We would like to further confirm:

besides temperature and voltage, what other parameters does TI refer to when analyzing and verifying coulomb counter noise?

Dominik Hartl11 said:

#2: No, the rate depends on the noise of the coulomb counter. This is different between parts and also a function of environment (e.g. temperature and voltage).

感谢此前的详细回复！

根据之前沟通，已知 RM 自增与库仑计噪声相关，且库仑计噪声受温度、电压影响。

想进一步确认：TI 在分析、验证库仑计噪声时，除了温度和电压，还参考了哪些参数？

The gauge uses an internal algorithm (a non-linear filter using various thresholds) to analyze and gate the noise.
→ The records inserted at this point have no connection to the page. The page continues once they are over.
PR #336, opened 2017-01-09
JGRP-2139 SRV entries parsing for DNS_PING

slaskawi:
https://issues.jboss.org/browse/JGRP-2139

This PR introduces DNS discovery based on [`SRV` entries](https://www.ietf.org/rfc/rfc2782.txt). 

In Kubernetes/OpenShift this allows fine grained discovery (coarse grained is based on Headless Services) upon exposed ports. In order to get this working, one needs to expose a port with a **name** as shows in [this example](https://github.com/slaskawi/jgroups-dns-ping-example/blob/master/service.yaml#L19). An obtained `SRV` entry is used for a standard `A` discovery.


slaskawi:
This PR can be tested using these instructions: https://github.com/slaskawi/jgroups-dns-ping-example#testing-srv-entries

PR #338, opened 2017-01-13
Jgrp 1388/dns ping documentation

slaskawi:
https://issues.jboss.org/browse/JGRP-1388

Additional documentation for `DNS_PING`.

Hey @belaban! 

This is the last PR for `DNS_PING`. I created a PR (and not pushed directly) because I wanted you to take a look if I didn't miss any spot where we need additional documentation.

Cheers!

### DIFF
--- a/doc/manual/protocols.adoc
+++ b/doc/manual/protocols.adoc
@@ -747,6 +747,51 @@ This will use a bucket "jgroups-bucket" or create one if it doesn't exist, then 
 ${GOOGLE_PING}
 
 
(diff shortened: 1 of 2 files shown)


belaban:
Hi @slaskawi Looks good. Wouldit make sense though to add 1-2 sentences on when to use DNS_PING and when KUBE_PING, and perhaps a short explanation of the diffs?

slaskawi:
Good point! I will add it. Thanks!

PR #339, opened 2017-01-13
Build: run make-schema ant target in headless java process

rhusar:


belaban:
Small change / great effect! rado.incrementBeers()...

rhusar:
I had to, it was pissing me off that the new processes was stealing focus when building jgroups :-)

belaban:
Exactly what I was thinking, too!

PR #340, opened 2017-01-24
[master] JGRP-2153 Encrypt protocols transform empty buffer into null buffer when encrypt_entire_message is disabled

pferraro:
https://issues.jboss.org/browse/JGRP-2153

### DIFF
--- a/src/org/jgroups/protocols/Encrypt.java
+++ b/src/org/jgroups/protocols/Encrypt.java
@@ -347,8 +347,7 @@ public abstract class Encrypt extends Protocol {
 
         // copy neeeded because same message (object) may be retransmitted -> prevent double encryption
         Message msgEncrypted=msg.copy(false).putHeader(this.id, hdr);
-        if(msg.getLength() > 0)
-            msgEncrypted.setBuffer(code(msg.getRawBuffer(),msg.getOffset(),msg.getLength(),false));
+        msgEncrypted.setBuffer(code(msg.getRawBuffer(),msg.getOffset(),msg.getLength(),false));
         down_prot.down(msgEncrypted);
     }
 


belaban:
Paul, I don't think this will work if the buffer is null!
How about just setting the buffer to "" if it is it's size is 0 or it is null?

belaban:
Not sure I like this fix: we'll encrypt null or empty messages and also have to decrypt them. This is additional work, that would not be needed if your Marshaller was able to handle null buffers...

pferraro:
When is the buffer ever null?  Remember, a null RPC response does not translate to a null buffer.

pferraro:
I disagree, this is a matter of symmetry.  If a sender encrypts and sends an empty buffer, the receiver should receive and decrypt the message as an empty buffer - not a null buffer.

belaban:
If the buffer is never null, why do we get NPEs on the de-serialization?

belaban:
I agree on the symmetry argument

belaban:
Paul, you're not the only one sending messages down a channel. So if an app happens to use a different Marshaller, or an app uses the JChannel directly to send a message with a null buffer, we'll get an exception trying to encrypt the message!

pferraro:
Surely it is always up to the Marshaller to be able to unmarshal any buffer that it marshalled.  I don't think we should expect a Marshaller to be able to unmarshal a value that it never marshalled!

Anyway - I'll modify this commit to additionally handle null buffers.

pferraro:
Actually, I like the idea of bypassing encrypt/decrypt for empty buffers.  I'll modify.

pferraro:
"If the buffer is never null, why do we get NPEs on the de-serialization?"
Because the encrypt protocol converts what was an empty buffer into a null buffer.  This is the crux of the problem.

belaban:
I think the PR will cause problems returning a null encrypted message: when sign_msg is true, this will cause an NPE.
OK, so I think I'll do the following:
* When a buffer is null -> don't encrypt a message and pass it down. On the receiver side, a null buffer is not decrypted and passed up as well (assuming encrypt_entire_message is false in both cases)
* When the buffer is empty -> don't encrypt and pass down, same on the receiver side
* Otherwise enrypt when sending and decrypt when receiving

pferraro:
OK - feel free to close this.

pferraro:
Hang on a sec - I don't see how this PR would cause any new NPEs.  It looks like this protocol was not implemented with null buffers in mind.  All of the encrypt_entire_message and sign_msg logic assumes a non-null buffer.
Bela, are you sure that a null buffer is even a valid use case in JGroups?  Would we even be talking about this if the *_ENCRYPT protocols weren't erroneously creating a null buffer from an empty one?

belaban:
Yes, null buffers are a valid use case; e.g. some app sending a message with a application-defined header and a null buffer.
You're right, creating a null message from an empty (non-null) buffer wreaks havoc, and my suggestion in my previous comment will fix this.

pferraro:
OK - sounds like we're on the same page.  I'll close this and eagerly await your fix. :)

belaban:
OK. Just don't be too eager, I have other stuff on my plate... :-)

PR #341, opened 2017-01-24
[3.6] JGRP-2153 Encrypt protocols transform empty buffer into null buffer when encrypt_entire_message is disabled

pferraro:
https://issues.jboss.org/browse/JGRP-2153


pferraro:
Closing, per https://github.com/belaban/JGroups/pull/340

PR #755, opened 2023-12-14
Fix SecurityActions compilation on latest JDK (local variables refere…

rhusar:
…nced from a lambda expression must be final or effectively final)


rhusar:
This fixed the JDK 22 compilation issues.

PR #761, opened 2024-01-16
Synchronize view change and retransmit task

wburns:
https://issues.redhat.com/browse/JGRP-2749

Note, I am not a fan of this way to fix, but there really needs to be some exclusion between these operations to not have dangling data around. To be honest looking at this class there are a lot of places that are referencing mutable collections that appear to be reachable from multiple threads, so I fear this won't fix other possible causes of CME that could happen.

For example another possible CME is if there is an UP event that removes an entry from the recv_table but we are sending a xmit task that is currently iterating upon it.

@belaban let me know how you want to proceed


belaban:
Which scenario are you looking at? Receiving+adding a message in `ReceiverEntry.received_msgs`, and removing it at the same time? This should not be a problem, as `Table` is synchronized...

belaban:
Fixed this by changing MessageCache

PR #766, opened 2024-01-26
[4.x] Fix MessageCacheTest compilation for JGRP-2747.

rhusar:
Fixes regression caused by backport - https://github.com/belaban/JGroups/commit/5d7290d20861936c8a2f939d0870acdbb22f6a35

The `ObjectMessage` was introduced in 5.0 :-)


belaban:
Thanks for catching this!

PR #768, opened 2024-01-26
JGRP-2739 Cache addresses on first access

pruivo:
`CACHED_ADDRESSES` is been overwritten all the time the method is invoked when `filter!=null`. This PR fixes it (assuming it wasn't intentional)


belaban:
Thanks, merged manually!

PR #779, opened 2024-04-05
Throw UnsupportedOperationException for unsupported ForkChannel.connect() methods

cfredri4:
`ForkChannel.connect(String cluster_name, boolean useFlushIfPresent)` and `ForkChannel.connect(String cluster_name, Address target, long timeout, boolean useFlushIfPresent)` are not overridden in ForkChannel and will call subclass JChannel. This change instead makes them throw UnsupportedOperationException.
This change also corrects the javadoc that a closed ForkChannel can be reused (it cannot).


cfredri4:
No longer needed as flush has been removed.

belaban:
Got it

PR #784, opened 2024-04-12
JGRP-2782 - TP: new global config VERSION_CHECK_MICRO should consider Jgroups as incompatible if Micro Version differs

kicktipp:
https://issues.redhat.com/browse/JGRP-2782

Some whitespace was changed too, sorry. Didn't know how to stop my IDE form doing this.

### DIFF
--- a/src/org/jgroups/Global.java
+++ b/src/org/jgroups/Global.java
@@ -4,9 +4,9 @@ import org.jgroups.util.UUID;
 
 /**
  * Global is a JGroups internal class defining global variables.
- * 
+ *
  * @since 2.0
- * @author Bela Ban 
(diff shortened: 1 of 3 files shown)


belaban:
Thanks Vygen! Applied and committed; welcome as a new JGroups dev! :-)

rhusar:
Perhaps for next time: the commit message is useless, SCM best practices tell us to keep formatting changes separate from functional changes, the whitespace around e.g. assignment are inconsistent, some if conditions use block some don't :-D

belaban:
Also, some acronyms <irony>:
* {{pp}}: pretty print
* {{ns}}: nothing special
</irony>

PR #792, opened 2024-04-30
Add explicit module info

bowbahdoe:
Adds an explicit module-info to the final artifact

### DIFF
--- a/build.xml
+++ b/build.xml
@@ -148,9 +148,20 @@
 
     <target name="compile" depends="prepare" description="Compiles all Java files">
         <javac destdir="${compile.dir}" release="11"
-               classpathref="jg.classpath" includeantruntime="false" debug="on"
+               classpathref="jg.classpath"
+               modulepathref="jg.classpath"
+               includeantruntime="false"
+               debug="on"
                includes="org/jgroups/**">
             <src path="${src.dir}"/>
+        </javac>
+
+        <javac destdir="${compile.dir}" release="11"
+               classpathref="jg.classpath"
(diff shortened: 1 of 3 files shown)


belaban:
Hmm... compilation with ant and mavcen succeeds, but IntelliJ complains:
java: module not found: org.apache.logging.log4j.core
java: module not found: org.apache.logging.log4j
java: module not found: org.slf4j

bowbahdoe:
This is perhaps not helpful, but IntelliJ is working fine on my machine. Maybe you need to upgrade your IJ?

belaban:
Still the same problem, I'm on 2023.2.6

bowbahdoe:
Thats the same version as me. 

I nuked my local and re-cloned from github and all was fine. Maybe its an issue as to whether its a "maven project" in intellij's eyes? I'm also on a mac if that ends up mattering.

(I definitely have incentive to figure out whats going on - partially so you don't revert and partially so I can be aware of this in the future)

tristantarrant:
I think that this pr must have a few tests executed with the modular path,
otherwise it's hard to validate its correctness.

Tristan

belaban:
This is driving me crazy and now I have a new error: Exception in thread "main" java.lang.NoClassDefFoundError: production/JGroups/module-info is not a class because access_flag ACC_MODULE is set.

Same issue regardless whether I import the project as maven or from srcs (ant).

I'm removing `module-info.java`, as it prevents me from working. I'll leave the changes in `build.xml` and `pom.xml`.

PR #806, opened 2024-06-18
Fix FD_SOCK2 startup log to show *:port instead of *.port

tristantarrant:
For some reason this always bothers me :)


rhusar (approved):
+1!

belaban:
For some reason I let this one slip... applied now and backported to 5.3.x

PR #810, opened 2024-06-20
JGRP-2809 Allow setting TLS SSLContext programmatically

cfredri4:
This change allows setting TLS SSLContext directly when wanting to configure the SSLContext programmatically


belaban:
OK, but it won't make your code not compile, will it?

rhusar:
> OK, but it won't make your code not compile, will it?

All good here.

cfredri4:
In my mind it comes down to different levels of configuration; the highest level is configuring they keystore/trust store (which was already possible), the lowest level is providing your own socket factory (also possible), and there's the middle ground of providing your own context (which is what this PR enables).

PR #817, opened 2024-07-11
JGRP-2813 GossipRouter Support Certificate Reloading

ryanemerson:
https://issues.redhat.com/browse/JGRP-2813

@tristantarrant This is effectively a port of [ISPN-15916](https://issues.redhat.com/browse/ISPN-15916), can you take a quick look?


belaban:
Applied and backported to 5.3.9

PR #1019, opened 2026-05-15
JGRP-3006 Fix log calls where exceptions are passed as format args instead of Throwable

rhusar:
For convenience, commit messages of all commits with reasoninig:

>  JGRP-3006 Fix log calls where exceptions are passed as format args instead of Throwable; e.g. throwing IllegalFormatConversionException
> 
>   When an exception is passed as a varargs format argument (3+ args), it uses the (String, Object...) overload instead of (String, Throwable), causing the stack trace to be silently lost.
>   Restructure these calls to use the (String, Throwable) overload so stack traces are properly logged.
> 
>   Also fixes AddressedDNSResolver which used the invalid %a format specifier on a Throwable, causing an IllegalFormatConversionException that was silently swallowed by the logger.
> 
>   Add guards for debug/trace log calls with string concatenation and Throwable as there is no format version of the method that accepts an exception
> 
>   Replace string concatenation with format strings in debug/trace log calls.
>   Eager string concatenation in log.debug/trace(msg) calls forces toString() and StringBuilder allocation regardless of log level.
>   The varargs overload log.debug/trace(format, args...) checks isDebugEnabled/isTraceEnabled before formatting, avoiding unnecessary work when the level is disabled.

https://redhat.atlassian.net/browse/JGRP-3006

### DIFF
--- a/src/org/jgroups/JChannel.java
+++ b/src/org/jgroups/JChannel.java
@@ -523,7 +523,7 @@ public class JChannel implements Closeable {
         if(target == null)
             target=determineCoordinator();
         if(Objects.equals(target, local_addr)) {
-            log.trace(local_addr + ": cannot get state from myself (" + target + "): probably the first member");
+            log.trace("%s: cannot get state from myself (%s): probably the first member", local_addr, target);
             return this;
         }
         state_promise.reset();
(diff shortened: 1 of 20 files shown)


rhusar:
n.b. none of these fixes are on the hot path (i.e. per message) so, phew, but still needs to be fixed as it's wasting heap allocation.

rhusar:
Also, doesn't make any changes to the format itself - only from the ones that are completely broken.

belaban:
Thanks for catching this. I changed some log statements to log the exception *message* instead of the *stack trace* though, in cases where a lot of logging could ensue logging the full stack trace.

belaban:
Applied manually

PR #1023, opened 2026-06-05
JGRP-3011 SO_LINGER cannot be set to 0 in TcpConnection

rhusar:
https://redhat.atlassian.net/browse/JGRP-3011


belaban:
OK, good to have the same semantics in both `TcpConnection`, `NioConnection` and `GossipRouter`... although it escapes me what the diff is between `linger=off` and `linger=on,timeout=0`: in both cases no lingering occurs.

belaban:
OK, no `TIME_WAIT` state...

rhusar:
Exactly, the linger=0 results in `RST` packet sent to peer (instead of FIN in all other cases) so no `TIME_WAIT`.

PR #1024, opened 2026-06-08
[TEST] EnableSuspectEventsDeterministicEventTest

elguardian:
@belaban @rhusar 

This test makes deterministic the connection closed poising by the test create by @rhusar. The only thing it does is to introduce a delay in the rejoining node to make the other nodes reject the connecttion (from their side) when they are trying to reconnect with the node. The dead connection causes the test to fail. The test is exacly the same as @rhusar did bu just addin this little delay.

Have a look and let me know if you think is worth fixing or not.

### DIFF
--- a/conf/scripts/EnableSuspectEventsDeterministicEventTest/testRepeatedLeaveAndJoin.btm
+++ b/conf/scripts/EnableSuspectEventsDeterministicEventTest/testRepeatedLeaveAndJoin.btm
@@ -1,0 +1,59 @@
+
+## Trace + delay: log the critical points and delay the rejoining node's
+## replaceConnection to widen the race window for the concurrent connect.
+
+RULE T1_getConnection
+CLASS BaseServer
+METHOD getConnection
+AT ENTRY
+IF TRUE
+DO
+    System.out.println("--> " + Thread.currentThread().getName().substring(Thread.currentThread().getName().lastIndexOf(",") + 1) + " [T1] getConnection(" + $1 + ") node=" + $0.localAddress() + " thread=" + Thread.currentThread().getName())
+ENDRULE
+
+RULE T4_handleOutgoing
+CLASS BaseServer
+METHOD handleOutgoingConnection
+AT ENTRY
+IF TRUE
+DO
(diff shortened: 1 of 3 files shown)


rhusar:
@elguardian Good stuff, thanks for doing this. I can't believe this is still broken.

Could you please re-test this with changes that were not accepted in https://github.com/belaban/JGroups/pull/978 to see whether that fixes it completely?

elguardian:
@rhusar That won't work (tried). The logic is a problem of the connection pool. If clustering team want to fix this, I can see two options:
1. rework the incoming/outgoing conections to support critical sections correcly.
2. If that is complex work, have a connection reaper or validator.

In this case the system fails because of GMS timeout.... but it is enough to create inesatbilities in the CI. I know I am insistent o this issue... but I consider quite critial and it is causing plenty of problems in CI.

elguardian:
@rhusar this is more trivial fix that trying to fix the logic of incoming outgoing connections. It just remove stale connections from the pool when they are detected.
https://github.com/belaban/JGroups/pull/1026

belaban:
Before we get into changing code, I want to confirm that the code is actually broken and what the exact issue is. 

Your test
* Disconnects A from ABC, so the view is BC for B and C
* A reconnects to BC, but the byteman script prevents this by delaying the connection establishment (the discovery attempt)
* This means A discovers no members and therefore becomes a singleton
* Next you wait for 10s for the views to converge, but this won't happen as (1) A has already successfully connected by becoming a singleton cluster and (2) `MERGE3` takes between 10 and 30s to kick in, so it won't kick in before you check for the view convergence. Note that - if you lowered the merge timeouts, the test would pass. Well, actually, it wouldn't because you make the incorrect assumption that a merge between A and BC results in ABC, but this may not be the case as the default policy orders members according to UUID, so you might have BAC as merged view.

This is as designed. Let me know if you disagree, and if so what the exact error is.

belaban:
I also fail to see how this relates to `enable_suspect_events` being `true`: if you disable this and add `FD_SOCK2`, the behavior is the same

belaban:
Closing this one, as this works as designed (see my explanation above). If you manage to come up with code that reproduces a bug caused by `enable_suspect_event` being `true`, please open a new PR.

They are private parameters and not shared.

This problem will have to be handled with SMOOTH_SYNC, which is a fully validated. There is no other TI-endorsed method.

HI Dominik，

Thank you for your support.

We understand that you cannot provide specific parameters as they involve TI’s patents.

1、Regarding the noise mentioned in our previous communication being a function of the environment (temperature and voltage), can we understand that temperature and voltage are the main factors affecting the RM auto-increment interval? Are other factors negligible due to their small impact?

2、Additionally, regarding the mentioned differences between parts, does "parts" refer to individual ICs or different batches of ICs? Are differences between parts a major factor?

Dominik Hartl11 said:

#2: No, the rate depends on the noise of the coulomb counter. This is different between parts and also a function of environment (e.g. temperature and voltage).

感谢支持。

具体参数涉及到TI的专利无法回复，我们了解了。

1、之前沟通的噪声是环境(温度、电压)函数，是不是可以理解为温度和电压是影响RM自增间隔时间的主要因素？其它因素占比很小，可以忽略？

2、另外，提到的不同parts有差异，不同parts是指单个IC还是不同批次的IC？parts差异是主要因素吗？

I do not have more information about this topic. Please use the TI recommended method: Send SMOOTH_SYNC after a significant amount of time in realx.